What you should do - Every entry must be output exactly as it is written.
(Beginning of Source data)
PR #1785, opened 2026-04-29
servercore: trigger HTTP/2 GOAWAY on lameduck

hugosantos:
## Summary

- `NewHttp2CapableServer` now calls `http2.ConfigureServer` so h2c-hijacked connections register with the `http2.Server`'s internal state and `http.Server.Shutdown` actually fans out GOAWAY frames to them.
- New `LameduckFuncsByName` registry that runs after `MarkShutdownStarted` and before any drain func, used to signal clients we are going away (e.g. via GOAWAY) without waiting for in-flight work.
- `Listen` auto-registers a lameduck for the http server that calls `Shutdown` asynchronously, so SIGTERM immediately initiates the HTTP/2 graceful shutdown handshake while drain funcs continue to hold the process up.

## Validation

- `go build ./...`
- `go vet ./std/go/grpc/... ./std/go/core/...`

### DIFF
--- a/std/go/grpc/drain.go
+++ b/std/go/grpc/drain.go
@@ -11,6 +11,13 @@ import (
 var (
 	DrainFunc        func()
 	DrainFuncsByName = map[string]func(){}
+
+	// LameduckFuncsByName are invoked after MarkShutdownStarted and before any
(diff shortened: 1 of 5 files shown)


InverseIntegral (commented):
LGTM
(End of Source data)
Written response -
PR #1785, opened 2026-04-29
servercore: trigger HTTP/2 GOAWAY on lameduck

hugosantos:
## Summary

- `NewHttp2CapableServer` now calls `http2.ConfigureServer` so h2c-hijacked connections register with the `http2.Server`'s internal state and `http.Server.Shutdown` actually fans out GOAWAY frames to them.
- New `LameduckFuncsByName` registry that runs after `MarkShutdownStarted` and before any drain func, used to signal clients we are going away (e.g. via GOAWAY) without waiting for in-flight work.
- `Listen` auto-registers a lameduck for the http server that calls `Shutdown` asynchronously, so SIGTERM immediately initiates the HTTP/2 graceful shutdown handshake while drain funcs continue to hold the process up.

## Validation

- `go build ./...`
- `go vet ./std/go/grpc/... ./std/go/core/...`

### DIFF
--- a/std/go/grpc/drain.go
+++ b/std/go/grpc/drain.go
@@ -11,6 +11,13 @@ import (
 var (
 	DrainFunc        func()
 	DrainFuncsByName = map[string]func(){}
+
+	// LameduckFuncsByName are invoked after MarkShutdownStarted and before any
(diff shortened: 1 of 5 files shown)


InverseIntegral (commented):
LGTM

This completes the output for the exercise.